(Stored data)

□ □ □ □

PR #53417, opened 2024-01-04
[Translation] Add missing translations using ChatGPT

nicolas-grekas:
| Q             | A
| ------------- | ---
| Branch?       | 5.4
| Bug fix?      | no
| New feature?  | no
| Deprecations? | no
| Issues        | -
| License       | MIT

This is a follow up of #53404

The process around the maintenance of our translation files is too heavy currently. I feel like spending hours on the topic, and I guess it's the same for contributors.

Instead, I propose to account for the GPT tools that are really good at translating our short messages.

In order to still allow and call for human review,  I propose to use the `state="needs-review-translation"` on `<target>` tags as defined by XLIFF.

With some help from carsonbot, we'll be able to call for reviews per language. My proposal would be to make it able to send PRs that remove the `state` attribute but call for reviews by a native speaker before we could merge. We could even make the reviewer the author of the git commit if we want to keep some sort of history on the topic.

~@thunderer I'd prefer being explicit about using GPT. I'm going to replace your PRs by this one sorry.~

### DIFF
--- a/src/Symfony/Component/Form/Resources/translations/validators.cy.xlf
+++ b/src/Symfony/Component/Form/Resources/translations/validators.cy.xlf
@@ -4,135 +4,135 @@
         <body>
             <trans-unit id="28">
                 <source>This form should not contain extra fields.</source>
-                <target state="needs-translation">This form should not contain extra fields.</target>
+                <target state="needs-review-translation">Ni ddylai'r ffurflen gynnwys meysydd ychwanegol.</target>
             </trans-unit>
             <trans-unit id="29">
                 <source>The uploaded file was too large. Please try to upload a smaller file.</source>
-                <target state="needs-translation">The uploaded file was too large. Please try to upload a smaller file.</target>
+                <target state="needs-review-translation">Roedd y ffeil a uwchlwythwyd yn rhy fawr. Ceisiwch uwchlwytho ffeil llai.</target>
             </trans-unit>
             <trans-unit id="30">
                 <source>The CSRF token is invalid. Please try to resubmit the form.</source>
-                <target state="needs-translation">The CSRF token is invalid. Please try to resubmit the form.</target>
+                <target state="needs-review-translation">Mae'r tocyn CSRF yn annilys. Ceisiwch ailgyflwyno'r ffurflen.</target>
             </trans-unit>
             <trans-unit id="99">
                 <source>This value is not a valid HTML5 color.</source>
-                <target state="needs-translation">This value is not a valid HTML5 color.</target>
+                <target state="needs-review-translation">Nid yw'r gwerth hwn yn lliw HTML5 dilys.</target>
             </trans-unit>
             <trans-unit id="100">
                 <source>Please enter a valid birthdate.</source>
-                <target state="needs-translation">Please enter a valid birthdate.</target>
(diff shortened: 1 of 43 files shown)


thunderer:
@nicolas-grekas I specifically mentioned professional translator, because I actually work with one. I can provide a proof of that if necessary. When I had a native speaker available, I mentioned it explicitly.

nicolas-grekas:
OK, great. I'm surprised you're able to deliver so many languages at this rate.
On my side, the constant stream of PRs on the topic is a burden I'd like to cut, so there is my proposal.
I'd be happy to have reviews on GPT-generated translations instead!

thunderer:
Hi Nicolas, I was always explicit in my PRs about where the translations come from. I saw that maybe I'll be able to help quicker so I contacted a company and ordered those translations - all of them were made by native speakers or sworn translators, I have asked for that. Since they were ready today, I submitted all PRs. I didn't assign myself until they were ready, to not block anyone who would like to contribute. Would it be possible for you to merge my PRs once I rebase them?

nicolas-grekas:
Sure, I can do that. If you have more patches on the topic, it'd be nice if you could group them in one PR also. :pray:

thunderer:
@nicolas-grekas excellent, I'll rebase them shortly.

thunderer:
@nicolas-grekas all PRs rebased, checked diffs and they update only the `<target>` line removing the `needs-translation` attribute. I will group the changes next time for all translations I have available at given time, I'm sorry for causing additional work. I thought that one-PR-per-issue is expected since @carsonbot raised separate issues.

nicolas-grekas:
PR rebased and ready.

OskarStark:
@nicolas-grekas what do you think of having a list of native speakers, ready to review such messages, which could then get a ping after ChatGPT proposed a translation?

nicolas-grekas:
@OskarStark we would need a way to manage that list. And since things should remain open, people should be able to subscribe and unsubscribe at will.

One idea in this direction could be to have one special issue managed by carsbonbot that is opened/closed when needed, and that people could register to to be notified of when a new translation is needed. Or maybe one issue per language (but I'm not sure this is a good idea as that'd also mean spamming notifications - one single issue wouldn't). @Nyholm WDYT also?

nicolas-grekas:
> having a list of native speakers

~Oh, another idea would be to add willing translators to .github/CODEOWNER~

thunderer:
@nicolas-grekas I volunteer as tribute for Polish. :smile:

OskarStark:
> Oh, another idea would be to add willing translators to .github/CODEOWNER

That wouldn't work, I already had that idea for bridges in Notifier, Mailer etc. but this file only has some effect for members of the repo/orga 😢

yceruto (approved):
👍 Spanish translations at least :)

rosier:
> In order to still allow and call for human review, I propose to use the `state="needs-review-translation"` on `<target>` tags as defined by XLIFF.

WDYT of using `state="needs-review"` since the translation is already done by GPT and it just needs to be reviewed?

nicolas-grekas:
> WDYT of using state="needs-review"

It's not in the xliff spec: https://docs.oasis-open.org/xliff/v1.2/os/xliff-core.html#state

fabpot (approved):

fabpot:
Thank you @nicolas-grekas.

□ □ □ □

[Problem requirements] The reply should consist solely of the lines above from the one that has "OK, great. I'm" through the one that has "One idea in", reproduced exactly.

[Your solution]
OK, great. I'm surprised you're able to deliver so many languages at this rate.
On my side, the constant stream of PRs on the topic is a burden I'd like to cut, so there is my proposal.
I'd be happy to have reviews on GPT-generated translations instead!

thunderer:
Hi Nicolas, I was always explicit in my PRs about where the translations come from. I saw that maybe I'll be able to help quicker so I contacted a company and ordered those translations - all of them were made by native speakers or sworn translators, I have asked for that. Since they were ready today, I submitted all PRs. I didn't assign myself until they were ready, to not block anyone who would like to contribute. Would it be possible for you to merge my PRs once I rebase them?

nicolas-grekas:
Sure, I can do that. If you have more patches on the topic, it'd be nice if you could group them in one PR also. :pray:

thunderer:
@nicolas-grekas excellent, I'll rebase them shortly.

thunderer:
@nicolas-grekas all PRs rebased, checked diffs and they update only the `<target>` line removing the `needs-translation` attribute. I will group the changes next time for all translations I have available at given time, I'm sorry for causing additional work. I thought that one-PR-per-issue is expected since @carsonbot raised separate issues.

nicolas-grekas:
PR rebased and ready.

OskarStark:
@nicolas-grekas what do you think of having a list of native speakers, ready to review such messages, which could then get a ping after ChatGPT proposed a translation?

nicolas-grekas:
@OskarStark we would need a way to manage that list. And since things should remain open, people should be able to subscribe and unsubscribe at will.

One idea in this direction could be to have one special issue managed by carsbonbot that is opened/closed when needed, and that people could register to to be notified of when a new translation is needed. Or maybe one issue per language (but I'm not sure this is a good idea as that'd also mean spamming notifications - one single issue wouldn't). @Nyholm WDYT also?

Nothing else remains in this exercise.